▶ _What you should do_:
Only an exact repetition of the entries counts as an answer.

▶ _Data under study_:
PR #10044, opened 2026-09-17
[MLDrift] Read a float16 constant as float32 for a float32 CONCATENATION

huningxin:
The fp16 graph partitioner rewires an mmap'd float16 weight straight into its consuming operation:
FP16GraphPartitionHelper::RemapFp16InputTensors turns fp16 -> DEQUANTIZE -> fp32 -> OP into fp16 -> OP. CONCATENATION takes constants as graph tensors, so the rewrite may leave it with a float16 operand beside float32 ones when requiring float32 precision. The ML Drift CONCAT kernel requires all of its inputs to have the same type and fails to compile such CONCATENATION, e.g. in the WebNN depth-anything-v2-small model [1].

[1]: https://issues.chromium.org/issues/535290311


huningxin:
@snnn @terryheo , PTAL, thanks!

snnn:
Could we store the options, or just `enable_reduced_precision`, by value in `ConcatenationOperationParser`?

The new [`options_` member](https://github.com/google-ai-edge/LiteRT/blob/948225319628858acbf5c54db9c2e4c34d65c4d3/ml_drift_delegate/tflite/model_builder.cc#L1315) is a reference, but the existing [`NewOperationParser` convenience overload](https://github.com/google-ai-edge/LiteRT/blob/948225319628858acbf5c54db9c2e4c34d65c4d3/ml_drift_delegate/tflite/model_builder.cc#L7148) passes temporary options via `/*options=*/{}`. That temporary is destroyed before the factory returns, leaving the returned concat parser with a dangling reference. Calling `Parse()` on that parser then reads `options_.enable_reduced_precision` after the options object's lifetime has ended.

The normal `BuildModel` path keeps its options alive during parsing, so this concerns the convenience factory path. Copying the boolean or the options struct into the parser would fix the lifetime issue.

huningxin:
> The new [`options_` member](https://github.com/google-ai-edge/LiteRT/blob/948225319628858acbf5c54db9c2e4c34d65c4d3/ml_drift_delegate/tflite/model_builder.cc#L1315) is a reference, but the existing [`NewOperationParser` convenience overload](https://github.com/google-ai-edge/LiteRT/blob/948225319628858acbf5c54db9c2e4c34d65c4d3/ml_drift_delegate/tflite/model_builder.cc#L7148) passes temporary options via `/*options=*/{}`.

@snnn , Good catch, thanks. Fix it by holding `ModelBuilderOptions` by value in the latest comment https://github.com/google-ai-edge/LiteRT/pull/10044/commits/a52c98c50ccdee3b9c7a4715508988d3e2ef116c. Please take another look.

▶ _Your solution_:
PR #10044, opened 2026-09-17
[MLDrift] Read a float16 constant as float32 for a float32 CONCATENATION

huningxin:
The fp16 graph partitioner rewires an mmap'd float16 weight straight into its consuming operation:
FP16GraphPartitionHelper::RemapFp16InputTensors turns fp16 -> DEQUANTIZE -> fp32 -> OP into fp16 -> OP. CONCATENATION takes constants as graph tensors, so the rewrite may leave it with a float16 operand beside float32 ones when requiring float32 precision. The ML Drift CONCAT kernel requires all of its inputs to have the same type and fails to compile such CONCATENATION, e.g. in the WebNN depth-anything-v2-small model [1].

[1]: https://issues.chromium.org/issues/535290311


huningxin:
@snnn @terryheo , PTAL, thanks!

snnn:
Could we store the options, or just `enable_reduced_precision`, by value in `ConcatenationOperationParser`?

The new [`options_` member](https://github.com/google-ai-edge/LiteRT/blob/948225319628858acbf5c54db9c2e4c34d65c4d3/ml_drift_delegate/tflite/model_builder.cc#L1315) is a reference, but the existing [`NewOperationParser` convenience overload](https://github.com/google-ai-edge/LiteRT/blob/948225319628858acbf5c54db9c2e4c34d65c4d3/ml_drift_delegate/tflite/model_builder.cc#L7148) passes temporary options via `/*options=*/{}`. That temporary is destroyed before the factory returns, leaving the returned concat parser with a dangling reference. Calling `Parse()` on that parser then reads `options_.enable_reduced_precision` after the options object's lifetime has ended.

The normal `BuildModel` path keeps its options alive during parsing, so this concerns the convenience factory path. Copying the boolean or the options struct into the parser would fix the lifetime issue.

huningxin:
> The new [`options_` member](https://github.com/google-ai-edge/LiteRT/blob/948225319628858acbf5c54db9c2e4c34d65c4d3/ml_drift_delegate/tflite/model_builder.cc#L1315) is a reference, but the existing [`NewOperationParser` convenience overload](https://github.com/google-ai-edge/LiteRT/blob/948225319628858acbf5c54db9c2e4c34d65c4d3/ml_drift_delegate/tflite/model_builder.cc#L7148) passes temporary options via `/*options=*/{}`.

@snnn , Good catch, thanks. Fix it by holding `ModelBuilderOptions` by value in the latest comment https://github.com/google-ai-edge/LiteRT/pull/10044/commits/a52c98c50ccdee3b9c7a4715508988d3e2ef116c. Please take another look.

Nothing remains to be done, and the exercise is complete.